Emerging Challenges of Community Choice Aggregations
Advanced Distribution Management Systems Necessary With Increased DERs
by Terry Nielsen
Last month, I received a surprise notification in the mail that my electricity provider would be changing to ‘MCE’. Previously unknown to me, my county was the latest in the San Francisco Bay Area to vote joining MCE, a not-for-profit, community-owned agency that operates under California’s Community Choice Aggregation (CCA) program.
I’ve since discovered that ‘MCE’ is actually a rebranding of ‘Marin Clean Energy’, where it started in 2010 to provide more renewable power options for the citizens of Marin than was offered by the local utility Pacific Gas & Electric (PG&E). Basically, MCE offers customers a choice of renewable mixes for their power supply – 50% or 100% renewables – and uses the revenue to invest in local green energy projects. PG&E still provides all the distribution wire services, and a default electric service of about 33% renewables.
Community aggregation programs like CCA are just the latest trend and challenge to hit the utility industry already losing load to customer-owned solar. We are also seeing “Rural Electric Cooperatives”, “Shared Solar Programs”, and “Community Generation” piloted across North America. These programs are all variations on the same theme – allow customers to share in the investment and benefits of solar or other clean Distributed Energy Resources (DERs), even if they cannot install it themselves (such as apartment renters).
This is all in addition to the more traditional “Solar Aggregator” type programs where third-parties finance, install, and operate fleets of behind-the-meter solar on customer premises. “Battery Aggregators” already exist at the commercial level, and residential battery aggregators are coming soon, if the Tesla display at my local Home Depot is any indication. These DER aggregators target communities more indirectly, by marketing into certain regions and customer demographics. They may also seek additional revenue streams by selling excess energy or ancillary services into wholesale electric markets.
Besides the revenue implications of community DER aggregates, utilities are starting to worry about the potential grid management operational impacts. A community, aggregator, or retailer that decides to deploy DERs in a given region may increase penetration rates much faster than a normal unorganized population. Instead of a gradual, statistically diffuse installation across their service territory, utilities worry about pockets of rapid deployment. And while each DER unit is individually small and normally independent, an aggregator could operate them in coordination with significant local network affects akin to much larger asset. This is especially likely in cases where the aggregator is using the cumulative capacity of their fleet to also participate in wholesale markets.
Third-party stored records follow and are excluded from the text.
Issue #12, opened 2017-05-04
Add pagination via input structures where CloudAPI allows


cheapRoc:
Specifically ref: [https://apidocs.joyent.com/cloudapi/#ListMachines]()

It would be nice to have pagination query-like constructs where CloudAPI API requests allow it.

There's a note about this for ListMachines...

> You can paginate this API by passing in offset and limit. HTTP responses will contain the 
> additional headers x-resource-count and x-query-limit. If x-resource-count is less than 
> x-query-limit, you're done, otherwise call the API again with offset set to offset + limit to
> fetch additional instances.

kwilczynski:
The Node.js client uses the following library to handle pagination: https://github.com/joyent/node-lomstream.

PR #113, opened 2018-02-05
[WIP] Add support for getting a count of current instances from the CloudAPI.

kwilczynski:
This commit adds a `Count` method which can be used to get a total
number of currently provisioned instances as a single integer value,
and does not retrieve any details of each of the instances.

### DIFF
--- a/compute/instances.go
+++ b/compute/instances.go
@@ -16,6 +16,7 @@ import (
 	"net/http"
 	"net/url"
 	"path"
+	"strconv"
 	"strings"
 	"time"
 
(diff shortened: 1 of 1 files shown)


kwilczynski:
To do:

- [x] Implementation
- [ ] Add unit tests
- [ ] Add integration tests

kwilczynski:
Related to https://github.com/joyent/triton-go/issues/12.

kwilczynski:
The following other resource types seem to also support `HEAD` request to get the total count via the `X-Resource-Count` header: Machines (this Pull Request), Networks, NICs, and Volumes; as per what I could find in the https://github.com/joyent/sdc-cloudapi repository (looking at the backend implementation).

kwilczynski:
To add :-

The inspiration to add this came while I looked at #12, and then looked through the https://github.com/joyent/sdc-cloudapi repository.

compute/instances.go
```diff
@@ -103,6 +104,39 @@ func (gmi *GetInstanceInput) Validate() error {
 	return nil
 }
 
+//
+type CountInstancesInput struct{}
```
stack72: is this even worth adding? There are some other input structs in other packages but those are areas in which filters can occur

compute/instances.go
```diff
@@ -103,6 +104,39 @@ func (gmi *GetInstanceInput) Validate() error {
...
+
+//
+func (c *InstancesClient) Count(ctx context.Context, _ *CountInstancesInput) (int, error) {
+	fullPath := path.Join("/", c.client.AccountName, "machines")
+
+	reqInputs := client.RequestInput{
+		Method: http.MethodHead,
```
stack72: +1 for the use of HEAD request here

compute/instances.go
```diff
@@ -103,6 +104,39 @@ func (gmi *GetInstanceInput) Validate() error {
...
+		Path:   fullPath,
+	}
+
+	response, err := c.client.ExecuteRequestRaw(ctx, reqInputs)
```
stack72: I think you need to check `err != nil` here

kwilczynski: Well spotted! Fixed.

compute/instances.go
kwilczynski: I asked myself the same question "should there be an input parameter here at all?", then I looked at some other examples e.g. https://github.com/joyent/triton-go/blob/master/account/keys.go#L41 (and few others with similar concept) and decided to follow the canon.

Should we remove it?

stack72: on second thoughts, maybe it's best to leave it for now - it may allow us to count instances based on a filter later :)

kwilczynski: I am happy to remove it. Since we are using `HEAD` against `/:account/machines`, there is no way to filter on anything - as there is no body aside of headers, and I use `X-Resource-Count` header to get the machines count back. :)

stack72: ok let's remove it then :)

kwilczynski: Done!

stack72:
Closed by #119

PR #116, opened 2018-02-12
compute/instances: List instances now adds support for querying by tag

stack72:


kwilczynski:
Looks good to me! 👍 

Definitely addresses the lack of support for tags, and build a groundwork for the future support of the `Tag` type. ❤️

The operational impacts extend beyond the control room into the back office. Large scale, rapid changes in signups, opt-outs, or interconnection requests put a strain on customer services and planning engineers. Uncertainty in customer load and solar growth patterns complicates capital budgeting and supply contracts. Some programs will require new complex metering and/or billing arrangements where the energy export from one site needs to be disaggregated and credited to offset loads or bills at other sites.
For the last few years, GridBright has been working with the DOE, CEATI and leading universities to identify and plan for the expected impacts of DERs on the grid. Normally this includes looking at the different types of impacts created by large vs small DERs, since their relative sizes and volumetrics result in completely different grid effects. Community aggregates represent a new, hybrid challenge for utilities that combine both size and volumetric issues. We expect more utilities will need to examine how community aggregates might alter their DER operations roadmap going forward.